Hedge Funds Settle “Short Swing” Profits Litigation

Editor’s Note:

As part of the continuing confrontation between CSX Corporation and hedge funds holding CSX shares and equity swaps on CSX shares – and which earlier this year mounted a successful proxy fight, replacing four members of the CSX board of directors – the hedge funds have agreed to settle an action to recover “short-swing” profits pursuant to Section 16(b) of the Securities Exchange Act of 1934.

Section 16(b) provides that beneficial owners of more than 10% of the stock of publicly traded corporations (as well as officers and directors) are liable to disgorge to the corporation any profit derived from purchases and sales of the stock of the corporation within a period of less than six months. While the hedge funds which invested in CSX did not directly hold a position of more than 10% in CSX shares, their aggregate interest in the shares and the equity swaps – which involved matching positions in CSX stock by the banks which had written the swaps – together exceeded 10%. As we discussed in our memo of June 12th, in a separate litigation brought by CSX against the funds, Judge Kaplan of the U.S. District Court for the Southern District of New York held that the hedge funds were the beneficial owners of over 10% of CSX shares for purposes of SEC Rule 13d-3(b) on account of the shares they directly held and the swaps they entered into.

Following Judge Kaplan’s decision, a CSX shareholder filed suit pursuant to Section 16(b) seeking to recover for the benefit of CSX short-swing trading profits achieved by the hedge funds while they beneficially held more than 10% of CSX stock directly and by virtue of their derivative positions. Rule 16a-1(a)(1) provides that a beneficial owner of more than 10% for purposes of Section 16 means any person who is deemed a beneficial owner pursuant to Section 13(d) and the rules thereunder. Based on the hedge funds’ swaps and stock transactions, plaintiff and CSX identified potential recoverable damages from the hedge funds under Section 16(b) of approximately $138 million. The hedge funds agreed to pay $11 million to settle the Section 16(b) action. The amount of the settlement was reportedly influenced by, among other things, the fact that Judge Kaplan’s decision regarding beneficial ownership is still pending appeal to the Second Circuit.
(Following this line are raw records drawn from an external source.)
PR #1685, opened 2015-06-01
Transifex translation update

MumbleTransifexBot:
New translation updates available from transifex
https://www.transifex.com/organization/mumble/dashboard/mumble


mkrautz:
This seems wrong. UK? I wonder if it will cause problems if we merge it.

hacst:
Why does it seem wrong to you?

mkrautz:
Nevermind.  I was confused by a lot of the untranslated strings in the file.

Turns out that the UK translation is quite easy -- you only have to translate the strings that have different UK spellings.

The rest of the strings can be kept untranslated.

LGTM.

hacst:
Jupp. That works work en_UK

mkrautz:
Also: the translation is simply called "mumble_uk", will OSes pick that up? I don't think so.

hacst:
Should do. I thought transifex knew the language code Qt uses.

mkrautz:
We aren't using Qt for translation loading:

https://github.com/mumble-voip/mumble/blob/master/src/mumble/main.cpp#L334

I don't think this works unless the translation is called en_UK.

hacst:
So how do we handle this?

mkrautz:
We should figure out:

a) What Mumble will look for when configured as English/United Kingdom.
b) We should figure out if we can get Transifex to output in that format.
or
b) We should figure out of we can get Mumble to use the format that Transifex uses.

hacst:
So do we just merge? Shouldn't outright break anything? no?

mkrautz:
You're right, should be fine. Feel free!

hacst:
Merged as 81f40a2 Transifex translation update

PR #1688, opened 2015-06-02
SSL: fix build for Qt 4.

mkrautz:


mkrautz:
Qt 4 only provides a QSslCipher constructor that takes a name and a protcol, and it fails to construct anything useful when using, for example QSsl::TlsV1. So instead of guessing the protocols, we simply plough through the supported ciphers instead.

Possible alternative:  Try QSsl::SslV3, QSsl::TlsV1, etc. instead of going through all the ciphers.

hacst:
LGTM. Can you describe the tradeoffs for the other alternatives you described? It sounds like that wouldn't really match Qt 5 behavior.

mkrautz:
Landed as 3283ac2fdd74d07c0eae1871ea7500f2a4e0e819.

I decided not to go with the other solution, as this is most logical and readable.

PR #1689, opened 2015-06-02
Fix Qt 5 mumur incorrectly binding to IPv6 only by default

### LINKED ISSUE #1668: Connection refused since snapshot 1.3.0~624~g8f4b071~snapshot
Hi!

I updated my linux server to the latest snapshot (I'm always at the latest) and now it's blocking everyone from connecting. I have people on the latest stable and me on the latest snapshot and we all get a Connection Refused. There's literally nothing in the log post the server reboot.

hacst:
If no host string is given murmur should listen for Ipv4 as
well as IPv6 address on all devices. Due to a semantics change
for requesting dual-stacked sockets between Qt 4 and Qt 5 we
accidentally requested an IPv6 only socket for dual-stacked
systems in Qt 5. This patch remedies that.

Should fix #1668 . This PR has not yet been tested with Qt 4, single-stacked systems or Windows. Also there are some other locations where there still exist bugs due to Qt 5 explicitly adding support for dual-stack. For example our HostAddress class won't be able to properly work with the new "AnyIP" protocol type potentially resulting in misleading console output / other issues. In this PR the focus is on fixing #1668 and quickly shipping that fix. We should however do a proper review of address handling code in Mumble and Murmur later to catch any remaining problems.

### DIFF
--- a/src/murmur/Meta.cpp
+++ b/src/murmur/Meta.cpp
@@ -125,25 +125,6 @@ T MetaParams::typeCheckedFromSettings(const QString &name, const T &defaultValue
 	return cfgVariable.value<T>();
 }
 
-bool MetaParams::hasDualStackSupport() {
-#ifdef Q_OS_UNIX
-	int s = ::socket(AF_INET6, SOCK_STREAM, 0);
-	if (s != -1) {
-		int ipv6only = 0;
-		socklen_t optlen = sizeof(ipv6only);
-		if (getsockopt(s, IPPROTO_IPV6, IPV6_V6ONLY, &ipv6only, &optlen) == 0) {
-			if (ipv6only == 0)
-				return true;
-		}
-		close(s);
-	}
-	return false;
-#else
-	// Assume dual-stacked for non-unix systems
-	return true;
-#endif
-}
-
 void MetaParams::read(QString fname) {
 	if (fname.isEmpty()) {
 		QStringList datapaths;
@@ -262,7 +243,7 @@ void MetaParams::read(QString fname) {
 
 #if QT_VERSION >= 0x050000
 		if (hasipv6) {
-			if (hasDualStackSupport() && hasipv4) {
+			if (SslServer::hasDualStackSupport() && hasipv4) {
 				qlBind << QHostAddress(QHostAddress::Any);
 				hasipv4 = false; // No need to add a separate ipv4 socket
 			} else {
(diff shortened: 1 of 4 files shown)


src/murmur/Meta.cpp
```diff
@@ -125,6 +125,25 @@ T MetaParams::typeCheckedFromSettings(const QString &name, const T &defaultValue
...
+		if (getsockopt(s, IPPROTO_IPV6, IPV6_V6ONLY, &ipv6only, &optlen) == 0) {
+			if (ipv6only == 0)
+				return true;
+		}
+		close(s);
+	}
+	return false;
+#else
+	// Assume dual-stacked for non-unix systems
+	return true;
```
hacst: This assumption may not hold on all our supported platforms. See http://stackoverflow.com/questions/2108746/dual-socket-for-windows . How do we best handle this?

mkrautz: I can test on XP.

mkrautz:
Code LGTM.

But I will have to test on Windows 8.1 and XP before I can vouch.

mkrautz:
Tested on Windows 8.1.

UDP pings don't go through on 127.0.0.1, but do go through on [::1].

TCP works for both.

mkrautz:
Murmur uses HostAddress in its UDP handling...

mkrautz:
But via sockaddr_storage, so probably not related.

hacst:
I think I found the root cause for the behavior you observed. See the description of bac3f50 . The changes in there should also make the whole thing a bit more robust on Linux with non-default configurations. In any case we have to properly test this in all configurations and platforms we want to support to make sure it works.

I tried to test Windows XP by using the compatibility mode for it on Windows 8.1 but ended up with IPv4 only from what I could tell. I would have expected hasDualStackSupport() to return false and hence to see the creation of two sockets. Might be an artifact of compatibility mode but I'm not sure. Should test native. Even then I would not loose any sleep over limiting Windows XP servers to IPv4. Having the client work properly on that platform is important. Server...well...those admins should know better.

fwaggle:
I tested this on FreeBSD 10.1, using QT5 and I believe the patch performed as advertised: 

* Without it, and without an IPv6 address on the interface, it binds to TCP on 0.0.0.0, but no UDP. 
* With it, UDP works as expected.

* Without it and with an IPv6 address on the interface, binding to UDP and TCP both fail.
* With it, and with an IPv6 address, TCP and UDP work as expected.

I still have yet to test it on QT4.

hacst:
@fwaggle Thanks a lot for testing.

mkrautz:
Works on Windows XP and Windows 8.1.

Landed.

Squashed "Fixup linux compile" into the previous commit.

PR #1693, opened 2015-06-05
Add rules to compiler.pri to fix FreeBSD builds w/ Qt5

fwaggle:
I don't think there's any issues here, it seems to work for me. If I've messed up any of the rules just let me know and I'll fix it. :)

Tested with clang, on Qt4 and Qt5. Currently don't have any working build for gcc48 as the Makefile needs a bit of work for that :(

### DIFF
--- a/compiler.pri
+++ b/compiler.pri
@@ -176,6 +176,12 @@ unix {
 	}
 }
 
+freebsd-clang {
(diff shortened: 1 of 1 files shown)


mkrautz:
Landed as 7e4639c580534a013800fca17d8deb34aaab52cb.

PR #1695, opened 2015-06-05
Reduce Linux build warnings

hacst:
This PR significantly reduces the amount of warnings emitted during a Linux build with gcc 4.9. See the separate commits for more specific information.

To cleanly remove the leftover warnings will require bigger refactoring or semantic changes and will be performed in follow-up. The two big left-over areas is the interface to OpenGL for the overlay where we have a lot of conversion warnings left as well as a deprecation warning in the shortcut code which has to be more closely investigated.

### DIFF
--- a/src/mumble/Log.ui
+++ b/src/mumble/Log.ui
@@ -6,8 +6,8 @@
    <rect>
     <x>0</x>
     <y>0</y>
-    <width>524</width>
-    <height>338</height>
+    <width>446</width>
+    <height>334</height>
    </rect>
   </property>
   <property name="windowTitle">
--- a/src/mumble/Log.ui
+++ b/src/mumble/Log.ui
@@ -6,8 +6,8 @@
    <rect>
     <x>0</x>
     <y>0</y>
-    <width>446</width>
-    <height>334</height>
+    <width>524</width>
+    <height>338</height>
    </rect>
   </property>
   <property name="windowTitle">
@@ -176,7 +176,7 @@
      <property name="title">
       <string>Chat Log</string>
      </property>
-     <layout class="QGridLayout" name="gridLayout">
+     <layout class="QGridLayout" name="_2">
       <item row="0" column="0">
        <widget class="QLabel" name="qlMaxBlocks">
         <property name="text">
--- a/src/mumble/MainWindow.cpp
+++ b/src/mumble/MainWindow.cpp
@@ -2449,7 +2449,7 @@ void MainWindow::removeTarget(ShortcutTarget *st)
 		qmCurrentTargets[*st] -= 1;
 }
 
-void MainWindow::on_gsCycleTransmitMode_triggered(bool down, QVariant /*scdata*/)
+void MainWindow::on_gsCycleTransmitMode_triggered(bool down, QVariant)
 {
 	if (down) 
 	{
--- a/src/mumble/MainWindow.cpp
+++ b/src/mumble/MainWindow.cpp
@@ -2449,7 +2449,7 @@ void MainWindow::removeTarget(ShortcutTarget *st)
 		qmCurrentTargets[*st] -= 1;
 }
 
-void MainWindow::on_gsCycleTransmitMode_triggered(bool down, QVariant scdata) 
+void MainWindow::on_gsCycleTransmitMode_triggered(bool down, QVariant /*scdata*/)
 {
 	if (down) 
 	{
--- a/src/mumble/PulseAudio.cpp
+++ b/src/mumble/PulseAudio.cpp
@@ -775,7 +775,7 @@ void PulseAudioSystem::stream_restore_read_callback(pa_context *c, const pa_ext_
 	}
 }
 
-void PulseAudioSystem::restore_volume_success_callback(pa_context * /*c*/, int /*success*/, void *userdata) {
+void PulseAudioSystem::restore_volume_success_callback(pa_context *, int, void *userdata) {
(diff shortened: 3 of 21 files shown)


src/murmur/murmur.pro
```diff
@@ -68,7 +68,7 @@ macx {
 
 dbus {
 	DEFINES *= USE_DBUS
-	CONFIG *= qdbus
+	QT *= dbus
```
mkrautz: Breaks Qt 4, I believe?

src/mumble/mumble.pro
```diff
@@ -525,7 +525,7 @@ bonjour {
 
 dbus {
 	DEFINES *= USE_DBUS
-	CONFIG *= qdbus
+	QT *= dbus
```
mkrautz: Breaks Qt 4, I believe?

src/mumble/PulseAudio.cpp
```diff
@@ -775,7 +775,7 @@ void PulseAudioSystem::stream_restore_read_callback(pa_context *c, const pa_ext_
 	}
 }
 
-void PulseAudioSystem::restore_volume_success_callback(pa_context *c, int success, void *userdata) {
+void PulseAudioSystem::restore_volume_success_callback(pa_context * /*c*/, int /*success*/, void *userdata) {
```
mkrautz: I hate this coding style.

src/mumble/MainWindow.cpp
```diff
@@ -2449,7 +2449,7 @@ void MainWindow::removeTarget(ShortcutTarget *st)
 		qmCurrentTargets[*st] -= 1;
 }
 
-void MainWindow::on_gsCycleTransmitMode_triggered(bool down, QVariant scdata) 
+void MainWindow::on_gsCycleTransmitMode_triggered(bool down, QVariant /*scdata*/)
```
mkrautz: I hate this coding style.

src/mumble/Log.ui
```diff
@@ -176,7 +176,7 @@
      <property name="title">
       <string>Chat Log</string>
      </property>
-     <layout class="QGridLayout" name="gridLayout">
+     <layout class="QGridLayout" name="_2">
```
mkrautz: Unrelated?

src/mumble/Log.ui
```diff
@@ -6,8 +6,8 @@
    <rect>
     <x>0</x>
     <y>0</y>
-    <width>446</width>
-    <height>334</height>
+    <width>524</width>
```
mkrautz: Unrelated?

src/murmur/murmur.pro
hacst: Shouldn't see comment. If it does the Qt docs are misleading.

src/mumble/PulseAudio.cpp
hacst: Remove them then? I usually prefer commenting unused params so I don't have to look them up if I end up using them after all or just want to know what other params are available on the callback.

mkrautz: I myself prefer Q_UNUSED.

src/mumble/Log.ui
hacst: Nope. Warning emitted because Qt creates "gridLayout" as the default name of the first grid layout in that file which collides with the old value. I just hit reset in the designed and it reset it to "_2". Not sure if I could completely remove it and didn't consider it worth questioning.

src/mumble/Log.ui
hacst: Yeah. That was qtcreator's doing when I saved it. I remove that if you want. It was buried under other commits and I was lazy....

src/mumble/PulseAudio.cpp
hacst: Mew. That's a way I don't like. Why add extra lines into your function body for a variable you won't use in the whole function. Commenting it out (or removing the name) makes it obvious it is actually unused. Q_UNUSED just tells me that it maybe was at some point unused and could possibly still be.

hacst:
What's left to do for this one? Remove the height/width noise in Log.ui. Anything else? If you really strongly disagree with the commenting out of unused argument names we should discuss that on IRC I guess.

mkrautz:
I simply haven't reviewed thoroughly enough yet... Sorry.

The first round was just a cursory glance. I'd like to make sure we don't break something in landing this.

So, rest assured, I'm not silent because I am mad about the coding style. :-)

hacst:
Sorry. I assumed you were waiting for some changes/comments from me. I sometimes miss a reply and then a PR lingers for ages until I realize I already had the answer I was supposedly waiting for. Just wanted to make sure that wasn't the case.

mkrautz:
Will review asap.

mkrautz:
LGTM with my comments addressed. Sorry for the delay.

mkrautz:
Regarding the unused params: I think as a compromise we should simply drop the parameter names from the new methods with unused parameters.

src/mumble/mumble.pro
hacst: See above

hacst:
Tried to address your concerns. Unfortunately I noticed that the way I tried to suppress protobuf warnings was faulty and I had to go a different way (see 6b5c0d7). Seems to work for Linux. I have yet to try if I broke anything on windows and the pro file I wrote for this should be carefully reviewed.

mkrautz:
LGTM.

hacst:
Squashed the fixups into the corresponding commits and did some reordering. Merged as 46cb8a3...4fe1664

PR #1703, opened 2015-06-12
Harden systemd service

NikitaPuzyryov:
Directives should be somewhat self-explanatory. For reference there is a [man page]. I've been running this configuration on a few servers without a hitch.

There is also pretty powerful `CapabilityBoundingSet` directive, but I'm not sure what value would be best for murmur.

[man page]: http://www.freedesktop.org/software/systemd/man/systemd.exec.html

### DIFF
--- a/scripts/murmur.service
+++ b/scripts/murmur.service
@@ -7,6 +7,10 @@ Type=forking
 PIDFile=/run/murmur/murmur.pid
 ExecStart=/usr/bin/murmurd -ini /etc/murmur.ini
 Restart=always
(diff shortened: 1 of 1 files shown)


hacst:
I knew I forgot to do something after watching that Poettering talk on systemd features ;) Thanks for the patch. Landed as 6db171eff47ddc620264c461b499ccbb572e64ff .

hacst:
As to CapabilityBoundingSet . Maybe open another issue in which we can discuss it? It seems it might require some thought to get those right.

PR #1704, opened 2015-06-13
Add self-restart capability to Mumble and enable its use in ConfigWidgets

hacst:
This PR enables Mumble to restart itself when certain configuration options are changed. This enables us to offer the user to restart the client when one of the options we cannot change while the client is running was modified.

I tested the functionality on Windows and Linux and it seemed to work as expected. This leaves OSX. Also we will have to test with a realistic Mumble installation to make sure the versioned directories do not interfere.

For more specific information on the changes see the commit messages and contents.

### DIFF
--- a/src/mumble/main.cpp
+++ b/src/mumble/main.cpp
@@ -128,6 +128,7 @@ int main(int argc, char **argv) {
 #endif
 
 	bool bAllowMultiple = false;
+	bool suppressIdentity = false;
 	bool bRpcMode = false;
 	QString rpcCommand;
 	QUrl url;
@@ -193,6 +194,7 @@ int main(int argc, char **argv) {
 			} else if (args.at(i) == QLatin1String("-m") || args.at(i) == QLatin1String("--multiple")) {
 				bAllowMultiple = true;
 			} else if (args.at(i) == QLatin1String("-n") || args.at(i) == QLatin1String("--noidentity")) {
+				suppressIdentity = true;
 				g.s.bSuppressIdentity = true;
 			} else if (args.at(i) == QLatin1String("rpc")) {
 				bRpcMode = true;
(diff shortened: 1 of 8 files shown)


src/mumble/main.cpp
```diff
@@ -553,6 +558,32 @@ int main(int argc, char **argv) {
...
+	
+	// At this point termination of our process is immenent. We can safely
+	// launch another version of Mumble. The reason we do an actual
+	// restart instead of re-creating our data structures is that making
+	// sure we won't leave state is quite tricky. Mumble has quite a
+	// few spots which might not consider seeing to basic initializations.
+	// Until we invest the time to verify this, rather be safe (and a bit slower)
+	// than sorry (and crash/bug out). Also take care to reconnect if possible.
+	if (res == MUMBLE_EXIT_CODE_RESTART) {
+		QStringList arguments;
```
mkrautz: Should we pre-populate with the *current* args to the process?

mkrautz:
LGTM except for my question.

src/mumble/main.cpp
hacst: We would have to filter out the URL, the program name and possible other stuff. Seemed simpler to just re-create it. This patch adds the url we extract from the current connection when shutting down so it isn't the one passed on startup (I just reused the variable as it was there). Basically the goal is to get as close to the state before shutdown with as little effort as possible. Thanks to the desired channel settings the client should auto-reconnect to the server and channel the user was residing on before.

Now that I look at it maybe we should even be taking the suppress identity from the global state instead of last command-line in case the user set it in the config. Not sure if the behavior would be identical though.

hacst:
Did you get to test it on OSX? The Windows installer stuff I guess might be easiest to test with a CI build after pushing (can always revert/patch at that point unless we release a snap).

mkrautz:
Didn't test it, but I don't see why it wouldn't work.

hacst:
k. Should I land this then?

mkrautz:
Yep, please do.

PR #3211, opened 2017-08-03
[BUILD] ZeroC Ice 3.7 compatibility

### LINKED ISSUE #3210: Include problem compiling murmur with ice 3.7
Trying to compile murmur with ZeroC Ice 3.7, getting the following compile error:

`slice2cpp --checksum -I/usr/local/share/Ice -I/usr/share/Ice/slice -I/usr/share/slice -I/usr/share/Ice-3.7.0/slice/ ../Murmur.ice
/home/giovanni/.cache/aursync/murmur-snapshot-ice/src/mumble-1.3.0~2523~g5aaf1ed~snapshot/src/murmur/Murmur.ice:14: error: Can't open include file "Ice/SliceChecksumDict.ice"
    #include <Ice/SliceChecksumDict.ice>
1 error in preprocessor.
`

I noticed that the mentioned ice file exists, but is in a different directory: `/usr/share/ice/slice/Ice/SliceChecksumDict.ice`, while the include is set to `/usr/share/Ice/slice`

Just wanted to clear if this is a change in the Ice folder structure or if it is just the PKGBUILD file that's messing up. I checked the PKGBUILD that compiled ice and it doesn't seem to set this directory path structure anywhere.

IdleGandalf:
Fixes #3210 

Ice 3.7 seems to have changed some folder's capital case around (Ice -> ice), added an include path to fix that.

Besides that IceUtil merged into Ice, added some logic to select the correct linking params.

Didn't test actual running with ice enabled in settings, it compiles and murmur runs without problems. Also I couldn't test it with 3.6, since I don't have 3.6 installed on any of my machines anymore.

Please be free to suggest improvements, I didn't wrote any qmake stuff before.

More Ice 3.7 stuff: https://doc.zeroc.com/display/Ice37/Upgrading+your+Application+from+Ice+3.6

### DIFF
--- a/src/murmur/murmur.pro
+++ b/src/murmur/murmur.pro
@@ -90,7 +90,7 @@ ice {
 	} else {
 		# check Ice version, 3.7 merged IceUtil into Ice
 		ICE_VERSION = $$system(slice2cpp --version 2>&1)
-		ICE_MAJOR_VERSION = $$section(ICE_VERSION, ., 0, 0))
+		ICE_MAJOR_VERSION = $$section(ICE_VERSION, ., 0, 0)
 		ICE_MINOR_VERSION = $$section(ICE_VERSION, ., 1, 1)
 
 		!equals(ICE_MAJOR_VERSION, 3) {
--- a/src/murmur/murmur.pro
+++ b/src/murmur/murmur.pro
@@ -88,7 +88,16 @@ ice {
 	win32:CONFIG(debug, debug|release) {
 		LIBS *= -lIceD -lIceUtilD
 	} else {
-		LIBS *= -lIce -lIceUtil
+		# check Ice version, 3.7 merged IceUtil into Ice
+		ICE_VERSION = $$system(slice2cpp --version 2>&1)
+		ICE_MAJOR_VERSION = $$section(ICE_VERSION, ., 0, 0))
+		ICE_MINOR_VERSION = $$section(ICE_VERSION, ., 1, 1)
+
+		lessThan(ICE_MAJOR_VERSION, 3) | lessThan(ICE_MINOR_VERSION, 7) {
+			LIBS *= -lIce -lIceUtil
+		} else {
+			LIBS *= -lIce 
+		}
 	}
 	DEFINES *= USE_ICE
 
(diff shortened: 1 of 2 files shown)


src/murmur/murmur.pro
```diff
@@ -88,7 +88,16 @@ ice {
 	win32:CONFIG(debug, debug|release) {
 		LIBS *= -lIceD -lIceUtilD
 	} else {
-		LIBS *= -lIce -lIceUtil
+		# check Ice version, 3.7 merged IceUtil into Ice
+		ICE_VERSION = $$system(slice2cpp --version 2>&1)
+		ICE_MAJOR_VERSION = $$section(ICE_VERSION, ., 0, 0))
+		ICE_MINOR_VERSION = $$section(ICE_VERSION, ., 1, 1)
+
+		lessThan(ICE_MAJOR_VERSION, 3) | lessThan(ICE_MINOR_VERSION, 7) {
```
mkrautz: Should probably be something like:

	!equals(ICE_MAJOR_VERSION, 3) {
	     error("Unsupported Ice version")
	}
	lessThan(ICE_MINOR_VERSION, 7) {
	    # Ice < 3.7
	    LIBS *= -lIce -lIceUtil
	}  else {
	    # Ice 3.7+
	    LIBS *= -lIce
	}

IdleGandalf:
I think something is not right with the splitting of the version string, that equals triggers even with an 3.7 ice version.

src/murmur/murmur.pro
```diff
@@ -88,8 +88,23 @@ ice {
 	win32:CONFIG(debug, debug|release) {
 		LIBS *= -lIceD -lIceUtilD
 	} else {
-		LIBS *= -lIce -lIceUtil
+		# check Ice version, 3.7 merged IceUtil into Ice
+		ICE_VERSION = $$system(slice2cpp --version 2>&1)
+		ICE_MAJOR_VERSION = $$section(ICE_VERSION, ., 0, 0))
```
mkrautz: The error is because you have an extra right parenthesis at the end here.
So ICE_MAJOR_VERSION gets set to `3)` :cry:

IdleGandalf: Don't know how I missed that one :) Fixing it now.

PR #3229, opened 2017-08-27
WIP: GlobalShortcutWin: when winhooks are enabled, do not use DirectInput for keyboard/mouse input.

mkrautz:


Krzmbrzl:
On Windows we now use a different shortcut engine anyway, making this PR obsolete

PR #3230, opened 2017-09-03
overlay_gl: linux: only assume absolute dynamic entries on glibc.

mvf:
This fixes a crash in libmumble's library constructor when built against
the musl libc.

The code that locates libc's `dlsym(3)` relied on addresses in dynamic
entries in the link map returned by `dlopen(3)` to always be absolute.
This seems to be specific to glibc though, so add a glibc feature test.

### DIFF
--- a/overlay_gl/init_unix.c
+++ b/overlay_gl/init_unix.c
@@ -152,19 +152,24 @@ static int find_odlsym() {
 		int nchains = 0;
 		ElfW(Sym) *symtab = NULL;
 		const char *strtab = NULL;
+#if defined(__GLIBC__)
+		const ElfW(Addr) base = 0;
+#else
+		const ElfW(Addr) base = lm->l_addr;
+#endif
 
 		ElfW(Dyn) *dyn = lm->l_ld;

We have long advised that non-traditional economic and voting arrangements be approached with extreme caution. Such arrangements not only can have significant implications for investors’ disclosure obligations under Section 13(d), but can also trigger shareholder rights plans, change-incontrol provisions of commercial and employee contracts and compensation plans, and, as the CSX settlement makes clear, investors’ “short-swing” profit repayment obligations under Section 16(b). We continue to urge the SEC to undertake comprehensive regulatory reform that addresses derivative arrangements in a clear and uniform manner, generally treating all such arrangements that are coupled with direct or indirect ownership of actual shares by counterparties as in all respects equivalent to actual ownership, and requiring appropriate disclosure of all such arrangements involving more than 5% economic equivalent ownership, whether long or short, and whether accompanied by underlying ownership positions or otherwise. In the meantime, it continues to be important for public companies and investors alike to consider all potential legal obligations and liabilities that may arise as a result of such economic ownership equivalent positions and to take appropriate action in that regard.